[Start of section]
PR #1882, opened 2026-09-03
fix(workspace): exclude pool skill-center from aicoding rsync snapshot

panqiwp:
## What
Add symmetric rsync excludes for the AICoding pool `skill-center` mount, mirroring the existing `skills-repo` pair.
[End of section]
Some lines above contain the word "center". Copy each of them.

fix(workspace): exclude pool skill-center from aicoding rsync snapshot
Add symmetric rsync excludes for the AICoding pool `skill-center` mount, mirroring the existing `skills-repo` pair.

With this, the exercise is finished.